▸ **What needs to be done**: From the data below, return all lines holding the string "still".

--------------------------------------------------

PR #3152, opened 2024-07-19
Add command for new rake task

bangelic:

* [ ] Foreman 3.6/Katello 4.8

### DIFF
--- a/guides/common/modules/con_performing-post-upgrade-tasks.adoc
+++ b/guides/common/modules/con_performing-post-upgrade-tasks.adoc
@@ -10,13 +10,20 @@ This information allows Katello to display manifest labels, annotations, and inf
 As a result, migrations must be performed to pull this content from manifests into the database.
 
 ifdef::katello[]
-This migration takes time, so if you depend on container content and need minimal upgrade downtime, run the following command on {ProjectServer} for a pre-migration:
+This migration takes time, so if you depend on container content and need minimal upgrade downtime, run the following commands on {ProjectServer} for a pre-migration:
 
 [options="nowrap" subs="attributes"]
 ----
 # foreman-maintain advanced procedure run pulpcore-container-handle-image-metadata
 ----
 This command migrates data in the background without any need for downtime and reduces future upgrade downtime.
+
+You will also need to run this command:
+[options="nowrap" subs="attributes"]
+----
+# run foreman-rake katello:import_container_manifest_labels
+----
+This command allows the container image API to display manifest labels, annotations, and if the manifest represents bootable or flatpak content.
 endif::[]
 
 ifdef::satellite,orcharhino[]
--- a/guides/common/modules/proc_performing-post-upgrade-tasks.adoc
+++ b/guides/common/modules/proc_performing-post-upgrade-tasks.adoc
@@ -10,16 +10,17 @@ This information allows Katello to display manifest labels, annotations, and inf
 As a result, migrations must be performed to pull this content from manifests into the database.
 
 ifdef::katello[]
+This migration takes time, so if you depend on container content and need minimal upgrade downtime, use this procedure to migrate data.
+
 .Procedure
-. This migration takes time, so if you depend on container content and need minimal upgrade downtime, enter the following commands in a `tmux` window on {ProjectServer} for a pre-migration:
+. Enter the following command in a `tmux` window on {ProjectServer} for a pre-migration.
+This command migrates data while {Project} is running without any need for downtime and reduces future upgrade downtime:
 +
 [options="nowrap" subs="attributes"]
 ----
 # {foreman-maintain} advanced procedure run pulpcore-container-handle-image-metadata
 ----
-This command migrates data while {Project} is running without any need for downtime and reduces future upgrade downtime.
-
-. To allow the container image API to display manifest labels, annotations, and if the manifest represents bootable or flatpak content, enter the following command:
+. If the manifest represents bootable or flatpak content, allow the container image API to display manifest labels, annotations by entering the following command:
 +
 [options="nowrap" subs="attributes"]
 ----
--- a/guides/common/modules/proc_performing-post-upgrade-tasks.adoc
+++ b/guides/common/modules/proc_performing-post-upgrade-tasks.adoc
@@ -15,7 +15,7 @@ ifdef::katello[]
 +
 [options="nowrap" subs="attributes"]
 ----
-# foreman-maintain advanced procedure run pulpcore-container-handle-image-metadata
+# {foreman-maintain} advanced procedure run pulpcore-container-handle-image-metadata
 ----
 This command migrates data while {Project} is running without any need for downtime and reduces future upgrade downtime.
 
--- a/guides/common/modules/proc_performing-post-upgrade-tasks.adoc
+++ b/guides/common/modules/proc_performing-post-upgrade-tasks.adoc
@@ -11,21 +11,20 @@ As a result, migrations must be performed to pull this content from manifests in
 
 ifdef::katello[]
 .Procedure
-. This migration takes time, so if you depend on container content and need minimal upgrade downtime, run the following commands on {ProjectServer} for a pre-migration:
+. This migration takes time, so if you depend on container content and need minimal upgrade downtime, enter the following commands in a `tmux` window on {ProjectServer} for a pre-migration:
 +
 [options="nowrap" subs="attributes"]
 ----
 # foreman-maintain advanced procedure run pulpcore-container-handle-image-metadata
 ----
-This command migrates data in the background without any need for downtime and reduces future upgrade downtime.
+This command migrates data while {Project} is running without any need for downtime and reduces future upgrade downtime.
 
-. You will also need to run this command:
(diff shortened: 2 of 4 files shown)


guides/common/modules/con_performing-post-upgrade-tasks.adoc
```diff
@@ -10,13 +10,20 @@ This information allows Katello to display manifest labels, annotations, and inf
...
 [options="nowrap" subs="attributes"]
 ----
 # foreman-maintain advanced procedure run pulpcore-container-handle-image-metadata
 ----
 This command migrates data in the background without any need for downtime and reduces future upgrade downtime.
+
+You will also need to run this command:
+[options="nowrap" subs="attributes"]
+----
+# run foreman-rake katello:import_container_manifest_labels
```
ekohl, line 24: Why `run`?
```suggestion
# foreman-rake katello:import_container_manifest_labels
```

asteflova (commented):
Now that the module includes two two commands, how about turning it into a proper procedure? That would include using a numbered list for the two commands and perhaps also renaming the file to "proc_*.adoc".

guides/common/modules/proc_performing-post-upgrade-tasks.adoc
```diff
@@ -10,13 +10,22 @@ This information allows Katello to display manifest labels, annotations, and inf
...
-This migration takes time, so if you depend on container content and need minimal upgrade downtime, run the following command on {ProjectServer} for a pre-migration:
-
+.Procedure
+. This migration takes time, so if you depend on container content and need minimal upgrade downtime, run the following commands on {ProjectServer} for a pre-migration:
++
 [options="nowrap" subs="attributes"]
 ----
 # foreman-maintain advanced procedure run pulpcore-container-handle-image-metadata
 ----
 This command migrates data in the background without any need for downtime and reduces future upgrade downtime.
```
ekohl, line 20: General question: the command runs in the foreground? If it can take a long time, should we recommend running it in `tmux` like we do upgrades? That way you can detach the process. Or can you rerun it multiple times if it stopped?

guides/common/modules/proc_performing-post-upgrade-tasks.adoc
```diff
@@ -10,13 +10,22 @@ This information allows Katello to display manifest labels, annotations, and inf
...
+
+. You will also need to run this command:
```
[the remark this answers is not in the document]
bangelic: @ianballou Can you elaborate on this?

guides/common/modules/proc_performing-post-upgrade-tasks.adoc
bangelic: @ianballou Can you help with this as well?

guides/common/modules/proc_performing-post-upgrade-tasks.adoc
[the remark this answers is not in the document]
ianballou: The commands must run in the order:
1) `pulpcore-container-handle-image-metadata`
2) `import_container_manifest_labels`

They have to be run sequentially. The commands only need to be run one time together.

guides/common/modules/proc_performing-post-upgrade-tasks.adoc
ianballou: The "in the background" part is a bit misleading I realize -- the original intent was to communicate that it can run while Foreman is still operating normally. 
If the process stops, you should be able to run the command over and over again, but I think it's worth saying to run it in a tmux window.

guides/common/modules/proc_performing-post-upgrade-tasks.adoc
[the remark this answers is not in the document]
ekohl: Then why isn't the rake task part of the maintain procedure?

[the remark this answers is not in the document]
ianballou: It was originally, but it was taken out because it should only run on smart proxies, not Foreman itself. Perhaps it could've still lived in there but only ran if the system was a smart proxy.  https://github.com/theforeman/foreman_maintain/pull/877/files

guides/common/modules/proc_performing-post-upgrade-tasks.adoc
```diff
@@ -10,13 +10,21 @@ This information allows Katello to display manifest labels, annotations, and inf
 As a result, migrations must be performed to pull this content from manifests into the database.
 
 ifdef::katello[]
-This migration takes time, so if you depend on container content and need minimal upgrade downtime, run the following command on {ProjectServer} for a pre-migration:
+.Procedure
+. This migration takes time, so if you depend on container content and need minimal upgrade downtime, enter the following commands in a `tmux` window on {ProjectServer} for a pre-migration:
```
asteflova, line 14: This line actually sort of introduces both steps, right? In that case, it should not be part of either step. It would be a good fit for an introductory paragraph -- either before or `.Procedure`. What do you think?

guides/common/modules/proc_performing-post-upgrade-tasks.adoc
```diff
@@ -10,13 +10,21 @@ This information allows Katello to display manifest labels, annotations, and inf
...
+# {foreman-maintain} advanced procedure run pulpcore-container-handle-image-metadata
+----
+This command migrates data while {Project} is running without any need for downtime and reduces future upgrade downtime.
 
+. To allow the container image API to display manifest labels, annotations, and if the manifest represents bootable or flatpak content, enter the following command:
++
 [options="nowrap" subs="attributes"]
 ----
-# foreman-maintain advanced procedure run pulpcore-container-handle-image-metadata
+# foreman-rake katello:import_container_manifest_labels
```
asteflova, line 26: It would be good to describe the commands in a consistent way. Right now, in the first step, you start with the command and follow with a description of what the command does; in the second step, you do things the other way. (Looking at the surrounding procedures, they start with a description.)

guides/common/modules/proc_performing-post-upgrade-tasks.adoc
```diff
@@ -10,13 +10,21 @@ This information allows Katello to display manifest labels, annotations, and inf
...
+.Procedure
+. This migration takes time, so if you depend on container content and need minimal upgrade downtime, enter the following commands in a `tmux` window on {ProjectServer} for a pre-migration:
++
+[options="nowrap" subs="attributes"]
+----
+# {foreman-maintain} advanced procedure run pulpcore-container-handle-image-metadata
+----
+This command migrates data while {Project} is running without any need for downtime and reduces future upgrade downtime.
 
+. To allow the container image API to display manifest labels, annotations, and if the manifest represents bootable or flatpak content, enter the following command:
```
asteflova, line 22: You can drop "enter the command".

But more importantly, is "if the manifest represents [...]" a part of a decision the user must make? Is this a command that users only run when this condition is true?

If that's the case, you should probably lead with that: "If the manifest represents [...], allow the container image [...]".

guides/common/modules/proc_performing-post-upgrade-tasks.adoc
bangelic: I agree. I am going to move it before the procedure steps.

guides/common/modules/proc_performing-post-upgrade-tasks.adoc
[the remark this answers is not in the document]
ekohl: > It was originally, but it was taken out because it should only run on Katello itself, not smart proxies. Perhaps it could've still lived in there but only ran if the system was a Katello server. https://github.com/theforeman/foreman_maintain/pull/877/files

foreman-maintain can constrain it only to be run if katello is present.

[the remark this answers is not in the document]
ekohl: Sorry for the partial reply, but I now see it was introduced as a separate procedure. So if anything this PR should call `foreman-maintain` to do it and let that run `foreman-rake`. We should treat `foreman-rake` as an advanced feature that we don't steer users to.

That also makes me think more about this: do we need to run the `ContainerHandleImageMetadata` procedure on all machines with Pulp? If so, does it mean you also need to run `IndexKatelloRepositoriesContainerMetatdata` after you run `ContainerHandleImageMetadata` on a content proxy?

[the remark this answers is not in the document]
ianballou: All machines indeed need both the rake script and the pulp-container migration run.

> So if anything this PR should call `foreman-maintain` to do it and let that run `foreman-rake`.

I looked into this, and for some reason the `IndexKatelloRepositoriesContainerMetatdata` procedure was not available in the list of advanced procedures to run, unlike the Pulp container one.  Since the release is already out in the wild, I figured we should document what's actually possible.

guides/common/modules/proc_performing-post-upgrade-tasks.adoc
bangelic: Moved it before the procedure and reworded.

bangelic:
Can this one be merged or does need another review? @asteflova

maximiliankolb (approved):
LGTM.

--------------------------------------------------

▸ **Finished exercise**:
ianballou: The "in the background" part is a bit misleading I realize -- the original intent was to communicate that it can run while Foreman is still operating normally. 
ianballou: It was originally, but it was taken out because it should only run on smart proxies, not Foreman itself. Perhaps it could've still lived in there but only ran if the system was a smart proxy.  https://github.com/theforeman/foreman_maintain/pull/877/files
ekohl: > It was originally, but it was taken out because it should only run on Katello itself, not smart proxies. Perhaps it could've still lived in there but only ran if the system was a Katello server. https://github.com/theforeman/foreman_maintain/pull/877/files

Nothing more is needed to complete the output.